▶ Exercise instructions: Reply with the data below, repeated exactly in full.

▶ Supplied records:
PR #8275, opened 2018-05-21
Fix issue 18891 - extern(C++) destructor prototype should just link

TurkeyMan:
This patch inhibits generation of __xdtor in the presence of extern(C++) destructor prototypes.
Destructors supplied by C++ code already do full destruction, so the field/aggregate destructors are not necessary.

### DIFF
--- a/src/dmd/clone.d
+++ b/src/dmd/clone.d
@@ -802,87 +802,92 @@ extern (C++) FuncDeclaration buildDtor(AggregateDeclaration ad, Scope* sc)
     Loc declLoc = ad.dtors.dim ? ad.dtors[0].loc : ad.loc;
     Loc loc; // internal code should have no loc to prevent coverage
 
-    Expression e = null;
-    for (size_t i = 0; i < ad.fields.dim; i++)
+    // if the dtor is an extern(C++) prototype, then we expect it performs a full-destruction; we don't need to build a full-dtor
+    const bool dtorIsCppPrototype = ad.dtors.dim == 1 && ad.dtors[0].linkage == LINK.cpp && !ad.dtors[0].fbody;
+    if (!dtorIsCppPrototype)
     {
-        auto v = ad.fields[i];
-        if (v.storage_class & STC.ref_)
-            continue;
-        if (v.overlapped)
-            continue;
-        auto tv = v.type.baseElemOf();
-        if (tv.ty != Tstruct)
-            continue;
-        auto sdv = (cast(TypeStruct)tv).sym;
-        if (!sdv.dtor)
-            continue;
-        sdv.dtor.functionSemantic();
-
-        stc = mergeFuncAttrs(stc, sdv.dtor);
-        if (stc & STC.disable)
+        Expression e = null;
+        for (size_t i = 0; i < ad.fields.dim; i++)
         {
-            e = null;
-            break;
-        }
-
-        Expression ex;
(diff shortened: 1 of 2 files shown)


src/dmd/clone.d
```diff
@@ -802,87 +802,92 @@ extern (C++) FuncDeclaration buildDtor(AggregateDeclaration ad, Scope* sc)
     Loc declLoc = ad.dtors.dim ? ad.dtors[0].loc : ad.loc;
     Loc loc; // internal code should have no loc to prevent coverage
 
-    Expression e = null;
-    for (size_t i = 0; i < ad.fields.dim; i++)
+    // if the dtor is an extern(C++) prototype, then we expect it performs a full-destruction; we don't need to build a full-dtor
+    bool dtorIsCppPrototype = ad.dtors.dim == 1 && ad.dtors[0].linkage == LINK.cpp && !ad.dtors[0].fbody;
```
jacob-carlborg: `const` please.

test/compilable/cppmangle.d
```diff
@@ -463,3 +463,32 @@ version (Windows)
...
+
+/**************************************/
+// https://issues.dlang.org/show_bug.cgi?id=18891
+
+extern (C++) class C18891
+{
+    ~this();
+    extern (C++) struct Agg
+    {
+        ~this() {}
```
jacob-carlborg: I'm not entirely sure of the DMD AST but won't this be a body in the AST? I'm thinking about this line https://github.com/dlang/dmd/pull/8275/files#diff-12b8cdd12102ad3f468b3a4faa04f0aeR806

TurkeyMan: Oh? I wasn't sure about that line.
I couldn't work out how to identify if a function is a prototype or not. That's what I came up with.

TurkeyMan: Oh? I wasn't sure about that line.
I couldn't work out how to identify if a function is a prototype or not. That's what I came up with.

src/dmd/clone.d
```diff
@@ -802,87 +802,92 @@ extern (C++) FuncDeclaration buildDtor(AggregateDeclaration ad, Scope* sc)
     Loc declLoc = ad.dtors.dim ? ad.dtors[0].loc : ad.loc;
     Loc loc; // internal code should have no loc to prevent coverage
 
-    Expression e = null;
-    for (size_t i = 0; i < ad.fields.dim; i++)
+    // if the dtor is an extern(C++) prototype, then we expect it performs a full-destruction; we don't need to build a full-dtor
+    const bool dtorIsCppPrototype = ad.dtors.dim == 1 && ad.dtors[0].linkage == LINK.cpp && !ad.dtors[0].fbody;
```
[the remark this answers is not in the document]
jacob-carlborg: I think so.

test/compilable/cppmangle.d
jacob-carlborg: The point of the test is that there should be one destructor without a body and one with?

TurkeyMan: Yes, it should be structured such that the class *wants* to produce an aggregate destructor, but doesn't.

TurkeyMan: The tests confirm that `__dtor` is `__xdtor` (alias), ie, they are the same function; no aggregate destructor was generated.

▶ Output below:
PR #8275, opened 2018-05-21
Fix issue 18891 - extern(C++) destructor prototype should just link

TurkeyMan:
This patch inhibits generation of __xdtor in the presence of extern(C++) destructor prototypes.
Destructors supplied by C++ code already do full destruction, so the field/aggregate destructors are not necessary.

### DIFF
--- a/src/dmd/clone.d
+++ b/src/dmd/clone.d
@@ -802,87 +802,92 @@ extern (C++) FuncDeclaration buildDtor(AggregateDeclaration ad, Scope* sc)
     Loc declLoc = ad.dtors.dim ? ad.dtors[0].loc : ad.loc;
     Loc loc; // internal code should have no loc to prevent coverage
 
-    Expression e = null;
-    for (size_t i = 0; i < ad.fields.dim; i++)
+    // if the dtor is an extern(C++) prototype, then we expect it performs a full-destruction; we don't need to build a full-dtor
+    const bool dtorIsCppPrototype = ad.dtors.dim == 1 && ad.dtors[0].linkage == LINK.cpp && !ad.dtors[0].fbody;
+    if (!dtorIsCppPrototype)
     {
-        auto v = ad.fields[i];
-        if (v.storage_class & STC.ref_)
-            continue;
-        if (v.overlapped)
-            continue;
-        auto tv = v.type.baseElemOf();
-        if (tv.ty != Tstruct)
-            continue;
-        auto sdv = (cast(TypeStruct)tv).sym;
-        if (!sdv.dtor)
-            continue;
-        sdv.dtor.functionSemantic();
-
-        stc = mergeFuncAttrs(stc, sdv.dtor);
-        if (stc & STC.disable)
+        Expression e = null;
+        for (size_t i = 0; i < ad.fields.dim; i++)
         {
-            e = null;
-            break;
-        }
-
-        Expression ex;
(diff shortened: 1 of 2 files shown)


src/dmd/clone.d
```diff
@@ -802,87 +802,92 @@ extern (C++) FuncDeclaration buildDtor(AggregateDeclaration ad, Scope* sc)
     Loc declLoc = ad.dtors.dim ? ad.dtors[0].loc : ad.loc;
     Loc loc; // internal code should have no loc to prevent coverage
 
-    Expression e = null;
-    for (size_t i = 0; i < ad.fields.dim; i++)
+    // if the dtor is an extern(C++) prototype, then we expect it performs a full-destruction; we don't need to build a full-dtor
+    bool dtorIsCppPrototype = ad.dtors.dim == 1 && ad.dtors[0].linkage == LINK.cpp && !ad.dtors[0].fbody;
```
jacob-carlborg: `const` please.

test/compilable/cppmangle.d
```diff
@@ -463,3 +463,32 @@ version (Windows)
...
+
+/**************************************/
+// https://issues.dlang.org/show_bug.cgi?id=18891
+
+extern (C++) class C18891
+{
+    ~this();
+    extern (C++) struct Agg
+    {
+        ~this() {}
```
jacob-carlborg: I'm not entirely sure of the DMD AST but won't this be a body in the AST? I'm thinking about this line https://github.com/dlang/dmd/pull/8275/files#diff-12b8cdd12102ad3f468b3a4faa04f0aeR806

TurkeyMan: Oh? I wasn't sure about that line.
I couldn't work out how to identify if a function is a prototype or not. That's what I came up with.

TurkeyMan: Oh? I wasn't sure about that line.
I couldn't work out how to identify if a function is a prototype or not. That's what I came up with.

src/dmd/clone.d
```diff
@@ -802,87 +802,92 @@ extern (C++) FuncDeclaration buildDtor(AggregateDeclaration ad, Scope* sc)
     Loc declLoc = ad.dtors.dim ? ad.dtors[0].loc : ad.loc;
     Loc loc; // internal code should have no loc to prevent coverage
 
-    Expression e = null;
-    for (size_t i = 0; i < ad.fields.dim; i++)
+    // if the dtor is an extern(C++) prototype, then we expect it performs a full-destruction; we don't need to build a full-dtor
+    const bool dtorIsCppPrototype = ad.dtors.dim == 1 && ad.dtors[0].linkage == LINK.cpp && !ad.dtors[0].fbody;
```
[the remark this answers is not in the document]
jacob-carlborg: I think so.

test/compilable/cppmangle.d
jacob-carlborg: The point of the test is that there should be one destructor without a body and one with?

TurkeyMan: Yes, it should be structured such that the class *wants* to produce an aggregate destructor, but doesn't.

TurkeyMan: The tests confirm that `__dtor` is `__xdtor` (alias), ie, they are the same function; no aggregate destructor was generated.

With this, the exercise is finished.